If you’ve been following me for any length of time, you know that I’m married to a woman who does not share my sexual interest in balloons. I am very lucky, because she not only accepts my fetish as part of who I am (and thus part of why she fell in love with me in the first place), but that she will, within certain limits, indulge my fetish from time to time. She’ll also lets me share fantasies with her that she would never play out in real life, and that’s almost as good as indulging me in fact.

But it’s not a free-for-all. It can’t be. My wife has her own needs and desires, among them the need to be loved for herself and not because of what she is willing to do with balloons to satisfy me. It’s not easy to strike a balance between her needs and mine, and it’s not as simple as adding up the numbers, half the sex involving balloons and half of it not. My wife needs and deserves to know that making love to her is all about how she makes me feel, all by herself, without any help from my nearly-lifelong fetish. She needs to know that I am excited by the sight of her, and the way she touches me, and the way I feel when I touch her.

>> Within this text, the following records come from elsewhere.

PR #857, opened 2026-04-28
Factorize binding representations

yihozhang:
For benchmarks like cykjson, the join has the following patterns

```
R(a, b) x S(b, c)
```

where for the same b, there are many `a`s and `c`s. The existing join implementation is not efficient because it will call run_plan on the cartesian product of `a ' and `c`, which can waste time in index building and create quadratically many Arc<Trie>.

I think with this optimization we may be able to revert several other optimizations, or they may not be as important, such as #840 and some ugly ones in #852 or #855 .

### DIFF
--- a/core-relations/src/free_join/execute.rs
+++ b/core-relations/src/free_join/execute.rs
@@ -960,7 +960,6 @@ impl<'a> JoinState<'a> {
         if cur >= instr_order.len() {
             action_buf.push_bindings_factorized(
                 action,
-                self.db,
                 &mut binding_info.bindings,
                 &binding_info.binding_sets,
                 || self.exec_state.clone(),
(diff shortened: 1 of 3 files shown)


ezrosent:
These numbers are awesome and this looks like a big win, but I'm wondering if this is evidence that `run_plan` is just way too expensive? It looks like we are still expanding the cartesian product, just doing it at a much lower level in the stack: should we be looking for ways to remove this overhead in non-"leaf" plan nodes?

yihozhang:
> if this is evidence that run_plan is just way too expensive

Definitely! We are essentially creating one Arc<TrieNode> per match currently, and this is not good. There are other overheads due to run_plan being run over a singleton subset `Dense(row, row.inc())`. I think it makes sense to have dedicated code paths for the last layer of the trie, but am interested in learning more about what's your thoughts on removing this overhead in non-leaf nodes

ezrosent (approved):

PR #858, opened 2026-04-28
add shared_arena module

ezrosent:
We may want to use an abstraction like this in query execution to cut down on `Arc` allocations.

### DIFF
--- a/concurrency/src/shared_arena.rs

That’s why balloons are only involved in a small percentage of our sexual encounters. This is not a source of frustration for me; I love me wife and I love making love to her, and I don’t feel that anything is missing if there are no balloons in the bedroom. True that there are some things I wish she could do for me. And she tries, and even gets pretty far outside her comfort zone sometimes. And for that I love her even more. But I can only push so far, and I value my marriage too much to push any further.

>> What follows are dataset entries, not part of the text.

Issue #175, opened 2021-03-01
default-cloud1-coll-meter-smartgateway-.... keeps crashing


mrunge:
With STF 1.2 it seems there is a changed/removed option in sg-core, which is still being used in the container?
 
```
Usage: /sg-core [OPTIONS]

Available options:
flag provided but not defined: -usetimestamp
  -config string
    	configuration file path (default "/etc/sg-core.conf.yaml")
  -cpuprofile string
    	write cpu profile to file


Default configurations:

plugindir: /usr/lib64/sg-core/
loglevel: info
handlererrors: false
transports: []
applications: []
```

Looking into the smart gateway operator, the deployment for `default-cloud1-coll-meter-smartgateway`
lists
```
       - name: smart-gateway
          image: 'quay.io/infrawatch/sg-core:latest'
          args:
            - '-usetimestamp'
            - '-promhost'
            - 0.0.0.0
            - unix
            ```

mrunge:
This is probably fixed by https://github.com/infrawatch/smart-gateway-operator/pull/72/files#diff-6957ee03d95e8f0dd9b1adec826c31595a6a9e512e435375e0a085adbf44d7f1L48

leifmadsen:
Those changes to sg-core are targeting master and should not be in STF 1.2.

pleimer:
The usage you showed is for the sg-core latest, that isn't in the stable-1.2 branch

mrunge:
Yes, the output above is from unstable branch. I was somehow hoping to get to a working deployment. Neither (1.2) nor unstable worked. This is why I've opened the bug.

pleimer:
Unstable builds are now all in alignment. This should no longer be an issue, unless there is a separate bug for 1.2 but the description you gave for this only relates to unstable. Closing for now unless there are issues again

PR #176, opened 2021-03-01
Pull stable operators from redhat-operators

mrunge:
and also stay on stable-1.2 channel

### DIFF
--- a/build/stf-run-ci/tasks/setup_stf.yml
+++ b/build/stf-run-ci/tasks/setup_stf.yml
@@ -29,7 +29,7 @@
         channel: stable-1.2
         installPlanApproval: Automatic
         name: smart-gateway-operator
-        source: redhat-operators
+        source: infrawatch-operators
         sourceNamespace: openshift-marketplace
   when: smart_gateway_operator_subscription_manifest is not defined
 
@@ -45,7 +45,7 @@
         channel: stable-1.2
         installPlanApproval: Automatic
         name: service-telemetry-operator
-        source: redhat-operators
+        source: infrawatch-operators
         sourceNamespace: openshift-marketplace
   when: service_telemetry_operator_subscription_manifest is not defined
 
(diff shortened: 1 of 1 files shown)


mrunge:
Do you want me to drop the infrawatch-operators CatalogSource as well?

leifmadsen:
I'm not entirely sure how I feel about this change. Changing our upstream scripts to refer to the downstream builds and releases I'm not sure makes sense here.

Personally I think I would rather see our scripts be using the latest changes from the branch, or install via the CSV directly or something.

mrunge:
Okay, 1.2 is not installable via infrawatch-operators, and unstable does not install, see https://github.com/infrawatch/service-telemetry-operator/issues/175

pleimer:
@mrunge unstable will fail until https://github.com/infrawatch/smart-gateway-operator/pull/72 merges

leifmadsen (changes requested):
Thinking about this more, I'm going to reject this change. The script is intended to load STF from the upstream sources for testing and development, and pulling from the downstream released version doesn't help accomplish that.

If you need a released/stable version of STF, then you should install via the official documentation and consume it via the redhat-operators catalog. If the issue is that things are not working, then we should resolve the problem.

mrunge:
How are you then testing stable upstream changes, if 1.2 from upstream does not install, and unstable fails to install as well?

leifmadsen:
> How are you then testing stable upstream changes, if 1.2 from upstream does not install, and unstable fails to install as well?

Installing from CSV directly I guess. I am not testing it currently, but that doesn't mean it shouldn't be fixed. My focus has been on downstream release and release management along with being injured. It'll be fixed when it's fixed, but just circumventing the upstream to pull the downstream is not a solution here.

mrunge:
Yeah, I would prefer using upstream first.

leifmadsen:
> Yeah, I would prefer using upstream first.

Sure that makes sense, but sometimes it'll be in a broken state, and will need to be rescued. It is what it is. Anyways, I'm going to close this for now. I'd suggest just importing the CSVs directly or using the downstream release for now until I can get time to do another upstream release.

mrunge:
broken state is okay for unstable, but not for stable branches, imho.

leifmadsen:
I agree, but I can only do so much. Interested in creating new bundles and index images?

You see, a fetish can be very powerful. Its seeds usually go back beyond our earliest memories, and so it has been part of our lives, including our sexual feelings, for much longer than we have known our partner. That can be threatening to a relationship. If too many sexual encounters involve the fetish, how does your partner know whether you’re excited by him or her, or only by the object of your fetish?

That’s why communication is so important. You have to give permission, in so many words if necessary, for your partner to say “enough,” that the fetish has been taking over and needs a break. And you have to be willing to honor that, to reconnect with the one you love, one-to-one, without your “other lover” in the room.

Would I give up my balloons if my wife asked me to? That’s a tough one. I don’t think I could ever feel differently about them. But if she wanted to ban them from the bedroom, I think I’d have to say yes, I would. Fortunately, I see no signs of that happening, and after over a quarter-century of marriage we’ve worked it out pretty well.

But it didn’t just happen; we made it turn out this way. Together.